他没马上答应,低着头,手指抠着裤子缝,静了好几秒。
心里像塞了一团浸水的棉花,又闷又沉。
见她?怎么开口?说什么?说“您快招了吧,不然我俩都得栽”?
最后,他还是点了头:“行……我去说。让她把知道的,全讲清楚。”
警察立刻安排,把他送进了聋老太关押的监室。
一个小时后,铁门“哐当”一声打开。
聋老太正坐在小凳上打盹,听见响动,抬头一瞅——
不是穿制服的,是傻柱。
两人面对面站着,谁也没动。
空气一下子凝住了。
老太太傻了眼:
她天天念叨要见傻柱,梦里都在喊他名字。
真见着了,竟是在牢里。
他还穿着昨夜被抓时那件洗得发白的蓝布衫,袖口还沾着点灰。
她精得很,一看就懂:
这不是探监,是他也进来了——和她一样,成了“重点对象”。
而傻柱胸口堵得发疼:
最信任的老太太,居然是被当成敌特追查的嫌犯;
自己糊里糊涂就被拎进来,全是被她牵连的!
“傻柱……你咋也在这儿?”
过了好一阵,铁门“咔哒”锁死,她才哆嗦着开口。
“唉……”他长长叹出一口气,嗓子像被砂纸磨过,“老太太,您可真把我坑惨了!”
“你这话从哪儿说起?”她急了,扶着桌沿站起来,“我坑你?我拿你当亲孙子待!一大爷走了,你就是我心头肉啊!”
“还说没坑?”他眉头拧成疙瘩,“我要没被您拖下水,能站在这儿?”
“你也……被他们抓了?”她声音发颤。
“可不是嘛!”他苦笑,“昨儿半夜睡得正香,门‘砰’一声踹开,一群人冲进来,二话不说就铐我,直接塞进车里拉这儿来了!”
“老太太,您到底是咋回事?瞒着我什么了?”他眼睛直直盯着她。
“我能瞒你啥?”她摊开手,“别人可以瞒,唯独你,我连藏块糖都跟你分一半!”
“那为啥警察咬定您是敌特?!”他声音拔高,“这帽子扣下来,轻则游街批斗,重则枪毙!您要是真出了事,我也跟着吃挂落——跑不了!”
“我……真不知道啊!”她急得直摆手,“他们问我,我都懵着呢,到现在脑子还嗡嗡响!”
“可他们在您屋柜子里翻出好几封信!落款全是‘小莲’,信纸背面还印着暗号印章!”他往前一步,“您真不认识陈玉莲?她可是通缉令贴满前门大街的头号人物!全北京谁不知道?您跟她写信,写这么多年,敢说完全不知情?”
“小莲?那是我喊她的乳名啊!”老太太眼圈红了,“早年打仗时认识的,她妈和我同在一个被服厂,我们处得亲如姐妹。后来队伍撤了,散了,就靠写信联系。这两年断了音信,信早就停了!”
“这么大的事,您以前半个字都没跟我提过!”他一把攥住衣角,“您到底还有多少没告诉我?”
老太太叹了口气,慢悠悠开口:“这事儿啊,我压根儿没跟你提过——第一,早八百年前的老黄历了,翻都懒得翻;第二,跟你真没啥关系,提它干啥?要不是警察上门盘问,说实话,我连她姓甚名谁都要想半天!”

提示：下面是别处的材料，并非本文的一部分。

PR #17, opened 2016-10-06
(TEPHRA-188) Allow to configure a limit for the transaction timeout

anew:
the title says it all.

### DIFF
--- a/tephra-core/src/main/java/org/apache/tephra/TransactionManager.java
+++ b/tephra-core/src/main/java/org/apache/tephra/TransactionManager.java
@@ -142,6 +142,7 @@ public class TransactionManager extends AbstractService {
   private final int cleanupInterval;
   private final int defaultTimeout;
   private final int defaultLongTimeout;
+  private final int maxTimeout;
   private DaemonThreadExecutor cleanupThread = null;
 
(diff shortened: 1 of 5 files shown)


tephra-core/src/main/java/org/apache/tephra/TransactionManager.java
```diff
@@ -722,7 +725,10 @@ public Transaction startShort() {
    * @param timeoutInSeconds the time out period in seconds.
    */
   public Transaction startShort(int timeoutInSeconds) {
-    Preconditions.checkArgument(timeoutInSeconds > 0, "timeout must be positive but is %s", timeoutInSeconds);
+    Preconditions.checkArgument(timeoutInSeconds > 0,
+                                "timeout must be positive but is %s", timeoutInSeconds);
+    Preconditions.checkArgument(timeoutInSeconds <= maxTimeout,
+                                "timeout must not exceed %s but is %s", maxTimeout, timeoutInSeconds);
```
poornachandra: It would be good to add the units here

anew:
@poornachandra I made the change. Please take another look.

poornachandra:
LGTM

“傻柱啊,你听我一句,八成是弄岔了!那个跟我通信的‘小莲’,就是个普通姑娘,跟我娘们儿似的熟络,哪是什么特务?天下重名的人多了去了,赶巧叫同一个名字,就定她是坏人?这不跟看见猫就喊抓贼一个理儿嘛!”
何雨柱急得直跺脚:“您当公安是摆摊算命的?人家比对笔迹、查来路、调档案,样样门儿清!要是没实打实的疑点,能把我俩一锅端进来?我连厂门都没踏进,整整一天没上岗,算旷工啊!扣钱、记过、开除——三步走,一步比一步快!”